[Stored items]
########
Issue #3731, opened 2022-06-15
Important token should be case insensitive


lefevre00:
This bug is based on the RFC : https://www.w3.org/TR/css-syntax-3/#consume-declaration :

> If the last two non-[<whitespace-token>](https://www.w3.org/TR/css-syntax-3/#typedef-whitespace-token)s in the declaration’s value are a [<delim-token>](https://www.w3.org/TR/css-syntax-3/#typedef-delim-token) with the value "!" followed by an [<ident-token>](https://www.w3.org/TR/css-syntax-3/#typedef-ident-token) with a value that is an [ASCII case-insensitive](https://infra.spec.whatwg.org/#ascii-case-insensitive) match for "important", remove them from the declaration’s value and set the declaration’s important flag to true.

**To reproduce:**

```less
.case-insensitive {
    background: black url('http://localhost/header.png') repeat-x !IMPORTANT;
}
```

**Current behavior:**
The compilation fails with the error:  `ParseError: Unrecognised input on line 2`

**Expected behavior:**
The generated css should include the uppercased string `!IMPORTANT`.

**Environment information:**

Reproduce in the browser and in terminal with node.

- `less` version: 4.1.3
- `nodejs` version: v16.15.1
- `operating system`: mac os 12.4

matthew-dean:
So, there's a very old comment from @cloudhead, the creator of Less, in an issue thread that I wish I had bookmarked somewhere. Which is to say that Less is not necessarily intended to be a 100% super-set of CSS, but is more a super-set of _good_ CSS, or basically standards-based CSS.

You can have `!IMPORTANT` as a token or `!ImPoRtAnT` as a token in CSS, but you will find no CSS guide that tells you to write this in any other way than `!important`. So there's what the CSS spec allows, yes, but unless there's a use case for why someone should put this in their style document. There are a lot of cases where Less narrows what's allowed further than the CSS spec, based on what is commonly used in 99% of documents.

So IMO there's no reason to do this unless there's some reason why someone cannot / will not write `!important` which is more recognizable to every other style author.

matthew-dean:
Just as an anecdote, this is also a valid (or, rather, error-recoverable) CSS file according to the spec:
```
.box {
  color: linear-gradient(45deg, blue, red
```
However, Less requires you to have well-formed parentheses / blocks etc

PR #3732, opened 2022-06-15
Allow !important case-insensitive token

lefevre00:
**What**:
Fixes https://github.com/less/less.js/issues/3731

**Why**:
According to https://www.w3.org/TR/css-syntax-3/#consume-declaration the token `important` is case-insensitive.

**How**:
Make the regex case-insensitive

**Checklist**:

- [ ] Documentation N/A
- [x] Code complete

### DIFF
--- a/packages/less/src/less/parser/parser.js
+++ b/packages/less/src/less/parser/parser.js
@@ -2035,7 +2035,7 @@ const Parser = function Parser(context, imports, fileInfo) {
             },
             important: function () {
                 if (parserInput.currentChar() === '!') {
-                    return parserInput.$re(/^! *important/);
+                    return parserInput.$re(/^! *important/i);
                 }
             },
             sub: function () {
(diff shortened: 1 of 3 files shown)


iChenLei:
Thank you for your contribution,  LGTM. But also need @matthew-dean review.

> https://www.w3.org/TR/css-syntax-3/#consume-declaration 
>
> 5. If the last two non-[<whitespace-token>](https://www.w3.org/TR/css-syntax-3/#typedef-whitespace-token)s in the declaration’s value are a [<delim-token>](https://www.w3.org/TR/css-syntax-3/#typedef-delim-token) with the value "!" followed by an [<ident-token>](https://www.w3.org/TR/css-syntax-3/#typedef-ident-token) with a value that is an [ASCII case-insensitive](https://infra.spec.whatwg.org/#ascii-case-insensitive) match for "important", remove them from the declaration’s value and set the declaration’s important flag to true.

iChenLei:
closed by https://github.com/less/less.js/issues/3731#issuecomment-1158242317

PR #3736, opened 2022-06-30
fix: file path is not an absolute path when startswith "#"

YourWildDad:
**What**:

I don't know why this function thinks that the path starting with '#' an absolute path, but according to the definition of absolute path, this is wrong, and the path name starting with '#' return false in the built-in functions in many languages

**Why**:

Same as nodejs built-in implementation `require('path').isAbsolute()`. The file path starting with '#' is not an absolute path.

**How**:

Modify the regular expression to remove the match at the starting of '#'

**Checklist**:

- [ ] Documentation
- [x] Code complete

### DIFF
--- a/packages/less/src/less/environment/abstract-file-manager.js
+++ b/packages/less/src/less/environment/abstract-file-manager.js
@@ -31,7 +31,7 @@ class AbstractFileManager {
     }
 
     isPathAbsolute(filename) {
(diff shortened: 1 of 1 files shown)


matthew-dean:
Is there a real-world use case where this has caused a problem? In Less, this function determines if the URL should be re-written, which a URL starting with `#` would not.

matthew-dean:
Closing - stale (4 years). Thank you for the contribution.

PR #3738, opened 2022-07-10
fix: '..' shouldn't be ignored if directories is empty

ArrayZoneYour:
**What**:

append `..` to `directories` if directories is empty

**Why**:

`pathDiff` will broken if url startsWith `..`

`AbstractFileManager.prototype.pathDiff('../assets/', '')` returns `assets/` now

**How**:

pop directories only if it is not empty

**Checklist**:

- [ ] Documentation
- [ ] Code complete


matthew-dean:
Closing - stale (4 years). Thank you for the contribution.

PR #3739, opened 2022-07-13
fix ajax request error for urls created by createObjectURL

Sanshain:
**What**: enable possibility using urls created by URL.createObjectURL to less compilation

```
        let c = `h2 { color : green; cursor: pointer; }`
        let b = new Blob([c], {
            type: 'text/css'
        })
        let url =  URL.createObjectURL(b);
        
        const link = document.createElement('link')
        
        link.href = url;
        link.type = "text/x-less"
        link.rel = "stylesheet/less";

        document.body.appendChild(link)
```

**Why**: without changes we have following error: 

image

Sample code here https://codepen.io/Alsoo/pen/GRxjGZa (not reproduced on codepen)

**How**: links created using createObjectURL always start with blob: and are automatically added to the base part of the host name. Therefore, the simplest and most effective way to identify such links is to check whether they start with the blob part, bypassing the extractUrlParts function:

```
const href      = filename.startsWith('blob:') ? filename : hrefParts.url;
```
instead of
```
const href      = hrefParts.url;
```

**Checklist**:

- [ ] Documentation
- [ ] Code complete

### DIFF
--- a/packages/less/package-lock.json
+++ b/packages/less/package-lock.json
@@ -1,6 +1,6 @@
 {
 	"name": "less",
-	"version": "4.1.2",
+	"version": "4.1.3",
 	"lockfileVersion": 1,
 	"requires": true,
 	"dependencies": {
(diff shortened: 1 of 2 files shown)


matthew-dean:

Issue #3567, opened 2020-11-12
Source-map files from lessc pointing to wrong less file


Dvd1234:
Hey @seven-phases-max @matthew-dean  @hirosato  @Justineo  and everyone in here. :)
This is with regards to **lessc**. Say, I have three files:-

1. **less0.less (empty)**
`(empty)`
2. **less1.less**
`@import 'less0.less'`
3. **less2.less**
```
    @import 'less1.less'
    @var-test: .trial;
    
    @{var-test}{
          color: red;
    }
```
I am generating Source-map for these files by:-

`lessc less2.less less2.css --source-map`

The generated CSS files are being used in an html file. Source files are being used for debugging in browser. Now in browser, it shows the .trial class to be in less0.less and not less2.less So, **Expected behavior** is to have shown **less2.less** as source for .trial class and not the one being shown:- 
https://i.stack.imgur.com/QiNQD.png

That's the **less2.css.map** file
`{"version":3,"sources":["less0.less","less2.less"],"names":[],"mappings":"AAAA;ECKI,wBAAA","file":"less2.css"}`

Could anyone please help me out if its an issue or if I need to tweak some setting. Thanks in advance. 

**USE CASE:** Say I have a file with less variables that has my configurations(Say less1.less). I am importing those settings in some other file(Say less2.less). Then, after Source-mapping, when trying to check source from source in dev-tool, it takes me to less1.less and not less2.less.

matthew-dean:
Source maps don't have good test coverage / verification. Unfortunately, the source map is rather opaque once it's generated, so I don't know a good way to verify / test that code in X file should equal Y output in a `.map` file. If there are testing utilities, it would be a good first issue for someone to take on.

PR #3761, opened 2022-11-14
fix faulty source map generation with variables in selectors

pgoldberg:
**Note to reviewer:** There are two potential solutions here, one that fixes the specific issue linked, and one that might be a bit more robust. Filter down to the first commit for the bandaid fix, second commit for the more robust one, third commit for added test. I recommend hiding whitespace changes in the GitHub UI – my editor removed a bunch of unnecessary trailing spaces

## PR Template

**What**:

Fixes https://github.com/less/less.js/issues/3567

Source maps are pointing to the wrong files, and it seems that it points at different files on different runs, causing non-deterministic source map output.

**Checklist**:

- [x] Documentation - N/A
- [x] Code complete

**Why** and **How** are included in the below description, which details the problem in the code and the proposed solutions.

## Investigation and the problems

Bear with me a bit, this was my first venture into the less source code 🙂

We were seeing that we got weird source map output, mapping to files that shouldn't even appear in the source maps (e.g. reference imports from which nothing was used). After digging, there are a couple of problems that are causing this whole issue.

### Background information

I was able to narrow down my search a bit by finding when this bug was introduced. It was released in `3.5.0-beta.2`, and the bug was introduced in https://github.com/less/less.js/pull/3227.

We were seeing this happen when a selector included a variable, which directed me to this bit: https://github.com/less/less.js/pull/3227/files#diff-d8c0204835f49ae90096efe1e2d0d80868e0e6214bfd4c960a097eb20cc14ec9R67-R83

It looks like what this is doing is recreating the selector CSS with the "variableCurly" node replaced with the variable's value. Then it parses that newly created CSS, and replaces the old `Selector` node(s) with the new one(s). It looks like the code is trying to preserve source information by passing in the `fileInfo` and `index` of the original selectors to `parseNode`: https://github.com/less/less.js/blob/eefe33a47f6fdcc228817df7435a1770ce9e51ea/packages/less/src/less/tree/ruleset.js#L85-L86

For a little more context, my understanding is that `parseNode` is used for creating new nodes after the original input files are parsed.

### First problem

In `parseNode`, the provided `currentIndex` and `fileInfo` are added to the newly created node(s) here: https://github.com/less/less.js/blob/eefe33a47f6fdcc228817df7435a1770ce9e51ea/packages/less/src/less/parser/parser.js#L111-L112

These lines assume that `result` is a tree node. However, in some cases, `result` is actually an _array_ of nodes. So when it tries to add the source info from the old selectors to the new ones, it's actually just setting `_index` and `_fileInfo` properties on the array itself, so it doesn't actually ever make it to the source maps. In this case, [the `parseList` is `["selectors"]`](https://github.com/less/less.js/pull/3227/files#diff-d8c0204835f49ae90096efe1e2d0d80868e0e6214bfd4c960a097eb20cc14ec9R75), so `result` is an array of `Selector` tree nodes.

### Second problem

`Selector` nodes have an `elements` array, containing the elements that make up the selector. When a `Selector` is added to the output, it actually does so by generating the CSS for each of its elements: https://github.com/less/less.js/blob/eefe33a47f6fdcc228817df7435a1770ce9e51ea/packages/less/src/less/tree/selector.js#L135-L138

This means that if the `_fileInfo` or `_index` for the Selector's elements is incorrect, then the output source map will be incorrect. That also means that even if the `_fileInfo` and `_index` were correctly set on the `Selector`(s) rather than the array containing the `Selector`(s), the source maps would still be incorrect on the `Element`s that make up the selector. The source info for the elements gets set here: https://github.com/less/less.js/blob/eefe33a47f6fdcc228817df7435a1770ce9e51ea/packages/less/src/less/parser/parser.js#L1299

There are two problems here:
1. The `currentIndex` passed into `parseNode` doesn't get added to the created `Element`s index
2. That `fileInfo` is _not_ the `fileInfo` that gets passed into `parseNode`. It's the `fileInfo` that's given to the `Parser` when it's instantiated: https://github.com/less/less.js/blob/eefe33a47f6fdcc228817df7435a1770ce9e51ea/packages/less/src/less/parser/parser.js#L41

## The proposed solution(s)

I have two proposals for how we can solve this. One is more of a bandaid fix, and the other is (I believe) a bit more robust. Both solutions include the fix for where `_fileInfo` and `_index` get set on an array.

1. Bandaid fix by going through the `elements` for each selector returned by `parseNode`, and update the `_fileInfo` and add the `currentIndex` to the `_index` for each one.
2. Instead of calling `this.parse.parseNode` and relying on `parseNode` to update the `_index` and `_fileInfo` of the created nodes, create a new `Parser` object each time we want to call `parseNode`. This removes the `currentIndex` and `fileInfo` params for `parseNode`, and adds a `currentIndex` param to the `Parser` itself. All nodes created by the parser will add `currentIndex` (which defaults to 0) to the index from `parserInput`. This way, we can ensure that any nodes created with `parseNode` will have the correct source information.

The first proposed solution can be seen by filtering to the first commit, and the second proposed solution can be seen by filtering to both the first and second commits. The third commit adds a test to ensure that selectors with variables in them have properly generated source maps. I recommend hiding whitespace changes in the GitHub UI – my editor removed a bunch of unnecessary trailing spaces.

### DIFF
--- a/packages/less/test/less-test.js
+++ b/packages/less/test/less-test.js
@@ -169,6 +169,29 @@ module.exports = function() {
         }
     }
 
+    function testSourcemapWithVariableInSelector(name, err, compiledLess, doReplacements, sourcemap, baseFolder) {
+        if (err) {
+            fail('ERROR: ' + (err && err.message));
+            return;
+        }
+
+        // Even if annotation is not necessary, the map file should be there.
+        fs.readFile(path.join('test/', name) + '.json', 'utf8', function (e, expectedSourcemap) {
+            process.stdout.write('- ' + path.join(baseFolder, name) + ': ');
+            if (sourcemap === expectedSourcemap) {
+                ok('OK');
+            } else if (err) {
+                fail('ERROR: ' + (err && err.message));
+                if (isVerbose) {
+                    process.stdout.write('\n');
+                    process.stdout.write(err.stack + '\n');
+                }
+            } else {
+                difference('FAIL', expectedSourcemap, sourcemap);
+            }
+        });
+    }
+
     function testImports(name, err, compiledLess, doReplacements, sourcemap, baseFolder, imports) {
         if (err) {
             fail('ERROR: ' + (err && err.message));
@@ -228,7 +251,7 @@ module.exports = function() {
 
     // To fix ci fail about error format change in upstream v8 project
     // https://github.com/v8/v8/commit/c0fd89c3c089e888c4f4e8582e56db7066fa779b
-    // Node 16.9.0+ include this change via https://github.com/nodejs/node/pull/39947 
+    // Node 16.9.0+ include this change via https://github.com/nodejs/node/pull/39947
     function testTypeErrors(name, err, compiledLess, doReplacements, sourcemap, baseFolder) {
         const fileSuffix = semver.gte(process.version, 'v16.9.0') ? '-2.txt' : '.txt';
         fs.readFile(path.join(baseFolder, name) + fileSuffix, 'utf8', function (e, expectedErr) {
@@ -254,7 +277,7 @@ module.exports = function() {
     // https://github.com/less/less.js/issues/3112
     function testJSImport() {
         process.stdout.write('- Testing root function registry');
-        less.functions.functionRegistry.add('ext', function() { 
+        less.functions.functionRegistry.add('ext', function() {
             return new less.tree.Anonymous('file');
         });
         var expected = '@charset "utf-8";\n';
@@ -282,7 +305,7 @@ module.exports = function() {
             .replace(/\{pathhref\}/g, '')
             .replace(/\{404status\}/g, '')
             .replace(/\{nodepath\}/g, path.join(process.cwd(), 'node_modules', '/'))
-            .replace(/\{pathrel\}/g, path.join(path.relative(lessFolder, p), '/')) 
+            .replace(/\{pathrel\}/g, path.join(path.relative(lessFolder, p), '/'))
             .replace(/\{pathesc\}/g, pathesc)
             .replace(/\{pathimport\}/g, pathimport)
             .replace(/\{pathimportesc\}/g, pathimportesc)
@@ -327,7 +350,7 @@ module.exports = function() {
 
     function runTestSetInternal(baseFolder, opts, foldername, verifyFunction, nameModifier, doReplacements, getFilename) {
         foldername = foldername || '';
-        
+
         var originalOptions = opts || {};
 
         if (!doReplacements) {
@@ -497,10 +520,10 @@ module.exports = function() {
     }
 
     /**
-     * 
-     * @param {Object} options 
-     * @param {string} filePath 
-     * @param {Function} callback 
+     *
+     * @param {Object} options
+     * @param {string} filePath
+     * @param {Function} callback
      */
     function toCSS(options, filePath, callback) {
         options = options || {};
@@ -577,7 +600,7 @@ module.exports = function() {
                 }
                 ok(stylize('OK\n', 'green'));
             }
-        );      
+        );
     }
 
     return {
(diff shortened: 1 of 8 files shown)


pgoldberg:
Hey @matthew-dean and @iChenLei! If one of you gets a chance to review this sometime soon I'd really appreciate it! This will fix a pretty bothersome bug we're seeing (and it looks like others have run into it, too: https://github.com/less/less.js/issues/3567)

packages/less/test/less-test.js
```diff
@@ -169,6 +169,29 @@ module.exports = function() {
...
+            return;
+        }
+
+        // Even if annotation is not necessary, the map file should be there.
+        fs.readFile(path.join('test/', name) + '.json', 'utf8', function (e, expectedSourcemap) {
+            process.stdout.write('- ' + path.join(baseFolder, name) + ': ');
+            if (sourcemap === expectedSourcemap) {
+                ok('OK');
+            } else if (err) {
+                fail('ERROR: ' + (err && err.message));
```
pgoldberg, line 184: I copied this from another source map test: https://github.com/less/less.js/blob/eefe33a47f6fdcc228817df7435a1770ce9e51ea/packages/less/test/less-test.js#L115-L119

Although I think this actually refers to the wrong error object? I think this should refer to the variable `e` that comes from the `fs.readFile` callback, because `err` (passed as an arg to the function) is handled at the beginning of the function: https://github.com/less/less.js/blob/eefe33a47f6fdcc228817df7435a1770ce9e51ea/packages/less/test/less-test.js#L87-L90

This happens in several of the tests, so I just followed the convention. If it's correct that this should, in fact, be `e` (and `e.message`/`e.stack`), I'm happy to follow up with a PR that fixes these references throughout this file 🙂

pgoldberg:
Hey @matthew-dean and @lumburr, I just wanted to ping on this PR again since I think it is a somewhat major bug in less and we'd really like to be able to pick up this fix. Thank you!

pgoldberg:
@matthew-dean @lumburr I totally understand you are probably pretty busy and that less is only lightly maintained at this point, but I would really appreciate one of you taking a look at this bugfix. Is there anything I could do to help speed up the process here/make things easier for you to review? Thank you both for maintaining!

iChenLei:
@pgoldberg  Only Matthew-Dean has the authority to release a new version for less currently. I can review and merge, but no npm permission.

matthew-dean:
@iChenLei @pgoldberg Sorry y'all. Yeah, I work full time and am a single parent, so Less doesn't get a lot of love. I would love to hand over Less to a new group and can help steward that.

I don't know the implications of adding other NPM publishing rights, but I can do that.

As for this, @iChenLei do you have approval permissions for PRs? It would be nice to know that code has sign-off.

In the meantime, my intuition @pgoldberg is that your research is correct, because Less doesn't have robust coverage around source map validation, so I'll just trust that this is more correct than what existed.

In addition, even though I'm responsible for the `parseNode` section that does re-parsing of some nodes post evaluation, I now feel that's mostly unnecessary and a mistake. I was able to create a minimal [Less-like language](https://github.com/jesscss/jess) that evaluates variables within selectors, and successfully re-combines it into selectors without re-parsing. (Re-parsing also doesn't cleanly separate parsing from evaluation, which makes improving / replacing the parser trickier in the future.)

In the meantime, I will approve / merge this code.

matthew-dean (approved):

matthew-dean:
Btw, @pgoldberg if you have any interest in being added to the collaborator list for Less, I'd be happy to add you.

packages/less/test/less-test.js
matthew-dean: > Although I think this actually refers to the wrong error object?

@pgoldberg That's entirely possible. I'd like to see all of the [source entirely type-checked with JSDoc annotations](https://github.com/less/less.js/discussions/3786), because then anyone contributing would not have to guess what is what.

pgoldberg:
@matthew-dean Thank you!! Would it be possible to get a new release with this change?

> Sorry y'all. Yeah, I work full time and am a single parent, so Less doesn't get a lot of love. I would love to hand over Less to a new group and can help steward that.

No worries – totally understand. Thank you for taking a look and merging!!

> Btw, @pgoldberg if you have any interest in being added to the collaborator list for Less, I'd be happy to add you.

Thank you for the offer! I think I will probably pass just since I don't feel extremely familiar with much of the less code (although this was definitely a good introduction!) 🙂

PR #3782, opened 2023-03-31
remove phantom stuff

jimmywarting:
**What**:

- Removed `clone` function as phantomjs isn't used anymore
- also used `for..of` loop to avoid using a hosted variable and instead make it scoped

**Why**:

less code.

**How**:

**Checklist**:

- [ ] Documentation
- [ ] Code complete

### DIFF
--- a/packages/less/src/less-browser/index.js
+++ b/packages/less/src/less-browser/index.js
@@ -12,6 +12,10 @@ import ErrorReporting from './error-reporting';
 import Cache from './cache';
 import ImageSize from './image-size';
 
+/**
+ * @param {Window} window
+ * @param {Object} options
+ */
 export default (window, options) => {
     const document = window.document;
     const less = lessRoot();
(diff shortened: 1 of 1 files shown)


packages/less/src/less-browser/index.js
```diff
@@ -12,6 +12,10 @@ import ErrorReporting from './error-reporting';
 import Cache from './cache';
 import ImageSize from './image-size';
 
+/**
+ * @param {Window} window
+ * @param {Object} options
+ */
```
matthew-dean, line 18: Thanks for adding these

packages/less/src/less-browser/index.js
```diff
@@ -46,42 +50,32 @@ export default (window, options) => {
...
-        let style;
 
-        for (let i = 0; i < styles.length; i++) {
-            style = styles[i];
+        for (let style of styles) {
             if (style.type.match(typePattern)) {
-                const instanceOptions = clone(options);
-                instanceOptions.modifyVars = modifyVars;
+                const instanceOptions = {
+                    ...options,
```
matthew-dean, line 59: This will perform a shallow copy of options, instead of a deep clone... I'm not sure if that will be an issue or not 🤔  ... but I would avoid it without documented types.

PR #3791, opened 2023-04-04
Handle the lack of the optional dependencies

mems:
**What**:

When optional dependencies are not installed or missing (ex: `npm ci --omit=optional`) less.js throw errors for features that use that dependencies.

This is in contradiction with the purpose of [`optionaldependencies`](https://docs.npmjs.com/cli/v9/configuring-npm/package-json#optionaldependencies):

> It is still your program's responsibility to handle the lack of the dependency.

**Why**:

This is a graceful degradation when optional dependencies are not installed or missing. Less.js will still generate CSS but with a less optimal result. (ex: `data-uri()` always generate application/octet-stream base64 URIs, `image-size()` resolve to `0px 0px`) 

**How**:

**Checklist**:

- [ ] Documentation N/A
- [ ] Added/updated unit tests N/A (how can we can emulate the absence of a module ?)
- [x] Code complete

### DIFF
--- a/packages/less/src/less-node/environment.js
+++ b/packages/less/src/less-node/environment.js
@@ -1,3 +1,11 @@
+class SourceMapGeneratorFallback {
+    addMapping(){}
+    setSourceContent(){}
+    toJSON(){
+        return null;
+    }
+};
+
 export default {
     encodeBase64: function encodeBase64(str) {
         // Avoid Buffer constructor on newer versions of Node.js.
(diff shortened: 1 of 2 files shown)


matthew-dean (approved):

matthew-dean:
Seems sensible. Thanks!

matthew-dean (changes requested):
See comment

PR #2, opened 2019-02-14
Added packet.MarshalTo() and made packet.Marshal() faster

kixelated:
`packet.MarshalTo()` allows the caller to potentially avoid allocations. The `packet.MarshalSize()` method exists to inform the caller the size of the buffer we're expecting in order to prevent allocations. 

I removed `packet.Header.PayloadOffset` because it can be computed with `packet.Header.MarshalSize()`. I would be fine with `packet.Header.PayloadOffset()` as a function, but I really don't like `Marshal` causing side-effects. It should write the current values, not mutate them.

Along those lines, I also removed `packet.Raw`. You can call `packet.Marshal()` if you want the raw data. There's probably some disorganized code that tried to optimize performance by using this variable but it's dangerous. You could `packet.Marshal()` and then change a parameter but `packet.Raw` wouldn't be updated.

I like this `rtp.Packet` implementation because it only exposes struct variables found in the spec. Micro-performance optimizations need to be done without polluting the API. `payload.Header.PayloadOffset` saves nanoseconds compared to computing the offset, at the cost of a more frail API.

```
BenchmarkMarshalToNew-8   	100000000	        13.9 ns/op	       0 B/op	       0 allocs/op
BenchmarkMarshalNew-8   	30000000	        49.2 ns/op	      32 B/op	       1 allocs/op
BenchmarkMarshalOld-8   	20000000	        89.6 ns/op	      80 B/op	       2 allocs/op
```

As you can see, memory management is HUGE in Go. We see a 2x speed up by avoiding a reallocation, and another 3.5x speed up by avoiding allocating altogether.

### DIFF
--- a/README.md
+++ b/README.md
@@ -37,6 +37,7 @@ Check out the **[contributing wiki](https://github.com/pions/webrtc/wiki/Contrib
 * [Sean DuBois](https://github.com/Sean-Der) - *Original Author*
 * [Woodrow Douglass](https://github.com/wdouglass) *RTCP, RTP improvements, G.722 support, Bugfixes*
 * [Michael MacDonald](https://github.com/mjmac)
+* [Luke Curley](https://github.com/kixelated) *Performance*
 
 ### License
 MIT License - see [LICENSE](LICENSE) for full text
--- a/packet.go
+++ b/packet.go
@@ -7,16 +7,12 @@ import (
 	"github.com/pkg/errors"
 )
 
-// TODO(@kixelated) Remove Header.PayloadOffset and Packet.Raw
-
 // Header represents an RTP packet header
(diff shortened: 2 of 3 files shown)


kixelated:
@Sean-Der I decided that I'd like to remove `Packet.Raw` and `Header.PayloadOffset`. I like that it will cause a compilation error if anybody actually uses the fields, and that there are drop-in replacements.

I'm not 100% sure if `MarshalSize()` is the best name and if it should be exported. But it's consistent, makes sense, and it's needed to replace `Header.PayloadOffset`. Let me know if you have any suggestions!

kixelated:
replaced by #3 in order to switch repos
########
THE TASK: Search the data above for the string "interest" and copy each line that has it.

OUTPUT:
Btw, @pgoldberg if you have any interest in being added to the collaborator list for Less, I'd be happy to add you.
> Btw, @pgoldberg if you have any interest in being added to the collaborator list for Less, I'd be happy to add you.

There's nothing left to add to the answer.